Solar plants produce extremely limited energy. Though thought safe, Solar panels contain really dangerous chemicals. The sheer number that would be needed to power the world (they would cover more land area than the world has) makes this problem yet worse.
Wind power is safe. So are pinwheels. Neither generates any significant amount of energy. Geothermal isn’t much better.
Hydraulic power, originally hated by environmentalists because it destroys habitats, generates more energy than any other renewable source, but isn’t as efficient as fission power and is limited by the lack of rivers.

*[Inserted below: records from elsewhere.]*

PR #295, opened 2026-04-25
refactor(system): migrate from legacy move_only functions

Graine25:
Pulled from xenia-edge, mainly for weird systems who don't supply this function automatically cough mac
https://github.com/has207/xenia-edge/blob/edge/src/xenia/base/threading_timer_queue.h/#L28

### DIFF
--- a/include/rex/system/kernel_state.h
+++ b/include/rex/system/kernel_state.h
@@ -285,24 +285,23 @@ class KernelState {
   void CompleteOverlappedImmediateEx(uint32_t overlapped_ptr, X_RESULT result,
                                      uint32_t extended_error, uint32_t length);
 
-  void CompleteOverlappedDeferred(std::move_only_function<void()> completion_callback,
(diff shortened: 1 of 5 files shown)


tomcl7 (approved):
Nice clean mechanical swap.

  - The pre_callback/post_callback are still invoked exactly once (in the dispatch lambda), so the extra copies during forwarding are stack-local and destroyed on unwind.
  - Dropping mutable is fine because `std::function::operator()` is already const-correct and still forwards into mutable wrapped callables.
  - The `sequence_t` --> `size_t` cast is guarded by an earlier `diff >= 0` check and matches the parallel try_claim overload.
  - No current caller passes a move-only callable, so relaxing to std::function breaks nothing.

The only thing that's technically taking a hit here is performance. `std::function` may heap allocate where `move_only_function` wouldn't, and forwarding copies instead of moves is wasteful. But for kernel overlapped completion and timer scheduling that's negligible, and it's the tradeoff for macOS portability.

PR #297, opened 2023-07-18
Fixes for Tioga Compiler Warnings

wrtobin:


src/Macros.hpp
```diff
@@ -123,7 +121,11 @@
  */
 
 #if defined(LVARRAY_DEVICE_COMPILE)
-  #if !defined(NDEBUG) || __HIP_DEVICE_COMPILE__ == 1
+//   #if defined(__HIP_DEVICE_COMPILE__)
```
corbett5, line 124: So for now `LVARRAY_ERROR_IF` is just a no-op on HIP devices? Wouldn't it be better to drop the `print` and just directly abort. I feel like that would still aid in debugging.

corbett5 (approved):

src/Macros.hpp
wrtobin: At the moment is still a no-op in release, since the assert compiles out, yeah. Also we can't build in debug regardless since the kernels blow the device memory trivially in debug, even `-O1 -g`, and it just displays as a compiler failure instead of being nice about it like nvcc.

An abort is probably fine, though IIRC there were issues with older HIP versions / devices where abort would cause the device to hang, so we'll need to evaluate on our current platforms with current versions ( almost certain this has been fixed since rocm@5: )

corbett5: Maybe I'm just not parsing the `#if`s correctly, but you're saying that for HIP in both debug and release `LVARRAY_ERROR_IF` contains an `assert`? I know for CUDA it's an `assert` in debug and an abort + print in `release`.

wrtobin: When we're compiling on device `__HIP_DEVICE_COMPILE__` will always be defined (and ==1), so we'll always hit the `assert` version on HIP right now, regardless of `NDEBUG`.

wrtobin: On host we'll hit the version lower down still though.

wrtobin: Having `printf` on device on HIP is supposed to work but causes all sorts of compilation issues in practice. If we had it active many of our kernels should fail to compile.

corbett5: Sounds good to me, the CUDA `printf` was added later if I recall. If there is a good way to abort I would definitely add that, but that doesn't need to be done now. Just curious, does HIP have a decent debugger? Often times for CUDA I'll just put in a bunch of print statements, but it sounds like that wouldn't work.

wrtobin: roc-gdb is functional on device, but without a viable low-optimization build it is pretty difficult to leverage without educated guessing about what will and won't be optimized out, but not *impossible*.

It was at least sufficient enough for me to discover an earlier version of the cray-clang hip compiler would actually force-inline a virtual function in a situation where it wasn't language-compliant to do so.

At another point we were literally using the memory movement back to host for the matrix and vector to debug intermediate values at different stages of kernel execution.

I guess what I'm saying is debug as much as possible using cuda and if there is still an issue on hip, get ready to bang your head for a while.

PR #299, opened 2023-07-25
add getAvailableMemoryOnHost() and getAvailableMemoryOnDevice()

XL64:


src/system.hpp
```diff
@@ -9,8 +9,8 @@
  * @file system.hpp
  * @brief Contains functions that interact with the system or runtime environment.
  */
-
-#pragma once
```
klevzoff, line 13: All of LvArray is using `#pragma once`, did you not have any issues with it before?

src/system.hpp
```diff
@@ -117,6 +117,18 @@ int disableFloatingPointExceptions( int const exceptions = getDefaultFloatingPoi
  */
 void setFPE();
 
+/**
+ * @brief Retieves current available memory on host
+ * @return the available memory in bytes.
+ */
+size_t getAvailableMemoryOnHost();
```
corbett5, line 124: I think I'd prefer `getAvailableMemory(MemorySpace const space)` instead of two separate functions.

PR #304, opened 2023-09-07
c-style error format

### LINKED ISSUE #303: Rework `Macros.hpp` for devices
The `MSG` argument fo the `LVARRAY_ERROR_IF` is useless when used on a GPU (device):

https://github.com/GEOS-DEV/LvArray/blob/86af5bfb5204d94dd7b1f4bcf98a37b8de9a630c/src/Macros.hpp#L148

For example, the expression in https://github.com/GEOS-DEV/LvArray/blob/86af5bfb5204d94dd7b1f4bcf98a37b8de9a630c/src/ArraySlice.hpp#L56-L57

is printed as `Array Bounds Check Failed: index= << index <<  m_dims[0]= << m_dims[0]` in the stacktraces (unevaluated, hence not helpful).

One could use `printf` or `snprintf` together with `MSG` and `...` variadic macros arguments which can be used as `printf(MSG, __VA_ARGS__);` maybe in combination with `__VA_OPT__`.

tbeltzun:
Fix https://github.com/GEOS-DEV/LvArray/issues/303.

The rationale is that only `printf` is supported on `CUDA` kernels, so we switch to `c-style` format.

### DIFF
--- a/src/Macros.hpp
+++ b/src/Macros.hpp
@@ -17,11 +17,8 @@
 #include "system.hpp"
 
 // System includes
-#include <fstream>
-#include <sstream>
 #include <iostream>
 #include <type_traits>
-
 
 #if defined(LVARRAY_USE_CUDA) || defined(LVARRAY_USE_HIP)
 /// Macro defined when using a device.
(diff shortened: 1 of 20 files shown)


src/Macros.hpp
```diff
@@ -126,54 +123,53 @@
...
+  do                                                                                    \
+  {                                                                                     \
+    if( EXP )                                                                           \
+    {                                                                                   \
+      printf( "***** ERROR\n"                                                           \
+              "***** LOCATION: " LOCATION "\n"                                          \
+              "***** Block: [%u, %u, %u]\n"                                             \
+              "***** Thread: [%u, %u, %u]\n"                                            \
+              "***** Controlling expression (should be false): " STRINGIZE( EXP ) "\n", \
+              "***** MSG: " STRINGIZE( MSG )"\n\n"                                      \
```
klevzoff, line 146: If `MSG` is a quoted format string now, do you still need to `STRINGIZE` it?

klevzoff (commented):
I'm on board with using `printf` for kernel debugging (there really shouldn't be any other use case to print from a kernel). However I'm a little concerned about having to switch all of our error logging to `printf` just because of it. Just think about the amount of changes in GEOS this will cause. It's also quite cumbersome to have to specify an additional format string `"%s"` everywhere while already using advanced formatting via `fmt`. 

I think it's time we had separate macros for in-kernel vs out-of-kernel logging. The rule should be that any function/lambda marked as `DEVICE` or `HOST_DEVICE` is only allowed to use the former. Enforced (hopefully) via a CUDA CI build with debugging enabled.

tbeltzun:
@klevzoff, thanks for the comments.

This PR was a shot in the dark regarding debugging CUDA kernels: I think it just doesn't work and requires a cleaner rework from scratch based on https://github.com/GEOS-DEV/LvArray/issues/303.

I think I'll close this as :
1. I don't plan working on this (postdoc time is limited);
2. it doesn't work as is (tons of compilation warnings with CUDA).

PR #311, opened 2024-01-10
Remove m_singleParameterResizeIndex from ArrayView to reduce memory.

dkachuma:
- `m_singleParameterResizeIndex` is replaced by a constant value hard-coded to 0.
- Two interface methods are removed:
  *  `int ArrayView::getSingleParameterResizeIndex() const`
  * `void Array::setSingleParameterResizeIndex( int const index )`
 
  Not sure if these are used elsewhere but I managed to build geos without these.

There is a loss of some functionality here. In `examples/exampleArray.cpp` for instance, you could do
```
LvArray::Array< int > array( 5, 6 );
array.setSingleParameterResizeIndex( 1 );
array.resize( 3 );
```
which would reshape the array to 5x3. This cannot be done anymore.


src/Array.hpp
```diff
@@ -452,38 +452,26 @@ class Array : public ArrayView< T,
...
+   * @note The default dimension is given by singleParameterResizeIndex.
    */
   LVARRAY_HOST_DEVICE
   void resizeDefault( INDEX_TYPE const newdim, T const & defaultValue )
   { resizeDefaultDimension( newdim, defaultValue ); }
 
   /**
    * @brief Sets the size of the Array to zero and destroys all the values.
-   * @details Sets the size of m_singleParameterResizeIndex to 0 but leaves the
+   * @details Sets the size of singleParameterResizeIndex to 0 but leaves the
```
corbett5: Also change these docs, to reflect that you removed `singleParameterResizeIndex`.

src/ArrayView.hpp
```diff
@@ -759,7 +745,7 @@ class ArrayView
 
   /// this data member specifies the dimension that will be resized as a result of a call to the
   /// single dimension resize method.
-  int m_singleParameterResizeIndex = 0;
+  static constexpr int singleParameterResizeIndex = 0;
```
corbett5: I would remove this all together.

corbett5 (changes requested):

src/python/PyArray.cpp
corbett5, line 1: I'm glad you compiled the python interface, because I forgot this would require some changes here. Thanks!

src/MallocBuffer.hpp
```diff
@@ -131,8 +131,15 @@ class MallocBuffer : public bufferManipulation::VoidBuffer
   {
     LVARRAY_ERROR_IF_NE( space, MemorySpace::host );
 
+#if (defined(__GNUC__) && (__GNUC__ == 8))
```
corbett5, line 134: These seem unrelated, correct?

corbett5 (commented):
Looks good to me! If the tests are passing (the python interface tests as well) it is a welcome change!

src/MallocBuffer.hpp
dkachuma: Yes. I encountered an unrelated compile issue with gcc8 on my machine. Apparently there was a bug with gcc8 which makes it issue a potentially false warning if the argument to `std::malloc` is not checked.

corbett5 (approved):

Solar and Wind power are pitiful. A 10m^2 solar array, the average south-facing roof size, produces 220 Watts of power, approximately 2% of the energy consumption of the average American. They represent a future in which we are subject to the whims of nature: there are clouds; you have no energy; ’tis dark; you have no energy; ’tis light; you have little energy. Under solar or wind, we adapt, we conserve, we sacrifice to meet the meager energy available. Conservation of energy represents sacrifice, sacrifice that directly hurts humans. The acceptance of these energy sources represents a failure of determination. Nuclear power gives us a future in which we can control our fate, not have it controlled by nature. Under nuclear power, we shan’t have to conserve energy to not destroy the Earth. It will require investment, work, and cooperation, for a Nuclear plant cannot be built atop a house like a solar panel; it will require knowledge of science and it will require a structure not hellbent upon immediate personal profit; it will require cooperation on the largest scales for the good of all but, for once, man has a chance become powerful, to take control from nature. Only fools, driven by selfishness and fear and opposed to reason, stand in our way.
Links to sources:
http://www.withouthotair.com/c24/page_161.shtml
http://www.greenworldinvestor.com/2011/07/07/nuclear-energy-efficiency-vs-fossil-fuels-oilgas-in-power-load-factorsenergy-density-and-waste/
https://www.nrc.gov/reading-rm/doc-collections/fact-sheets/radwaste.html
https://www.forbes.com/sites/jamesconca/2012/06/10/energys-deathprint-a-price-always-paid/#76f41914709b
https://www.nrc.gov/reading-rm/doc-collections/fact-sheets/plutonium.html

The grammatical error in the eighth paragraph is present at the insistence of my publishers.